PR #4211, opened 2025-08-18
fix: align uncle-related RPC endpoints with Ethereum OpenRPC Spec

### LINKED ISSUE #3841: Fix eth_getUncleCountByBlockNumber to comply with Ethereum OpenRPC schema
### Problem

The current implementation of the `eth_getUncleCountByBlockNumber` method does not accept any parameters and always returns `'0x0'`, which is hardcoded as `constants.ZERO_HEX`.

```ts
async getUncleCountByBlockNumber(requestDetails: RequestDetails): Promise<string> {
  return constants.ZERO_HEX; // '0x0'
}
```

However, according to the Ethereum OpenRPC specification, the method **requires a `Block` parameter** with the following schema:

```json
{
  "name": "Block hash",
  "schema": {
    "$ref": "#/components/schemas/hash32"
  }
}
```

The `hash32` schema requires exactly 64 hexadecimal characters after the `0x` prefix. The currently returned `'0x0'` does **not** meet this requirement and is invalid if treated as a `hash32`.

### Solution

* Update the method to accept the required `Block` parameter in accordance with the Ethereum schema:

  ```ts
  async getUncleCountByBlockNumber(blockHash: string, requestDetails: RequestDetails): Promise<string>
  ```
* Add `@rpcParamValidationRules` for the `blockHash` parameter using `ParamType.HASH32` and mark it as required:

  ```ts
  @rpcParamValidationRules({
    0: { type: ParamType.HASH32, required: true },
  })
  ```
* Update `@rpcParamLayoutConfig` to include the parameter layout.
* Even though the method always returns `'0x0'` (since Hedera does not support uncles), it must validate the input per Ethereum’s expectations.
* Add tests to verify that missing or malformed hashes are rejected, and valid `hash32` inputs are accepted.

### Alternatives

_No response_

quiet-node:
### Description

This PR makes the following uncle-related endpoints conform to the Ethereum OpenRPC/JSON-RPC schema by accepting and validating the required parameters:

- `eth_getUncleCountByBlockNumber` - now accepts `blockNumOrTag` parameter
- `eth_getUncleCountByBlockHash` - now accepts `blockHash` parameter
· · · · ·
**WHAT THIS TASK INVOLVES:** Copy the lines that hold the word "ParamType". Take them from the records above.

**EXERCISE OUTPUT:**
* Add `@rpcParamValidationRules` for the `blockHash` parameter using `ParamType.HASH32` and mark it as required:
    0: { type: ParamType.HASH32, required: true },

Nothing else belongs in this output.